Santa Rosa health insurance broker David Hodges said Sutter’s new plan, if priced right, could offer a more affordable option for local residents who currently receive their medical care through Sutter-affiliated physicians. Such patients could switch from Blue Shield or Blue Cross to the new Sutter plan, he said.
“I’m thrilled that Sutter is coming out with its own plan,” Hodges said. “If it comes out with rates that are affordable, it will be a powerful, powerful plan.”
Majors, the Sutter health plan vice president, said that if approved the new plan offered in Sonoma County will be essentially the same as what is currently offered in the Central Valley.
Majors said the plan received state approval in April 2013 and began enrolling members in January 2014. Pending state approval, Majors said she hopes to begin marketing the plan in Sonoma County by early next year.
The plan would consist of a suite of HMO products. In the Central Valley, the suite offers 12 small group plans and about 35 large group plans. Sutter Health Plus will also offer four individual “metallic” plans that will mirror the plans offered in the Covered California health exchange.
“All of our plans are very competitively priced in the market,” Majors said.
Sutter officials said a Medicare Advantage supplemental plan is not currently available.
Hodges, the health insurance broker, confirmed that Sutter Health Plus is reasonably priced in the Central Valley but that it is likely to cost a little more in Sonoma County because health care costs are generally higher in this area.
Majors agreed that the rates are likely to be higher than they are in the Central Valley, but she said they will still be “competitive.”
She stressed there are no plans to move toward a closed health care system such as Kaiser, which only accepts its own health insurance. Sutter Health will maintain current relationships with existing health plans, she said.
“It’s another way to access the Sutter Health network,” Majors said, “not to replace the way we’re doing business today.”
The new health plan will likely ratchet up competition in the local health care market.
Wade Overgaard, a senior vice president with Kaiser Permanente, Sonoma County’s largest medical care provider, said Kaiser’s model of coverage and treatment represents the “gold standard for how health care can be better integrated and organized.”
“We welcome the competition because it will make us - and the entire industry - even better,” Overgaard said in a written statement.

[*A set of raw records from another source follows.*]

PR #4486, opened 2026-09-07
[Web] Reset NativeViewGestureHandler config on a full config replace

j-piasecki:
## Description

The web NativeViewGestureHandler did not override resetConfig, so its props kept old values after setGestureConfig dropped them. It also forced shouldCancelWhenOutside to true in init, overriding an explicit false. The defaults now live in resetConfig, matching Android.

## Test plan

Added tests in `webNativeViewGestureHandler.test.ts`.


m-bert (approved):
Love the branch name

Todd Salnas, president of St. Joseph Health in Sonoma County, said St. Joseph is committed to its two health plan partners, Western Health Advantage and Senior Care Action Network, or SCAN, a Medicare Advantage plan. St. Joseph also accepts other insurance plans.
“That strategy will stay constant regardless of the other offerings in the marketplace,” Salnas said. “We feel that we have a very high value health plan option that allows employees and community members to access the most robust health care network in Sonoma County and the region.”
Majors said the plan will be offered to small and large group employers without an exclusive participation requirement, which means that some employees can choose Sutter Health Plus while others can choose a different health plan, such as Blue Shield.
That’s good news, said Hodges, the insurance broker. He said it gives employees greater options that are more in line with their health care needs and their ability to pay.
You can reach Staff Writer Martin Espinoza at 521-5213 or firstname.lastname@example.org. On Twitter @renofish.
Editor’s note: This story has been modified to reflect that four individual plans to be offered under the new insurance package from Sutter would not be marketed through the Covered California health exchange. Instead, they will mirror plans that are offered on the marketplace.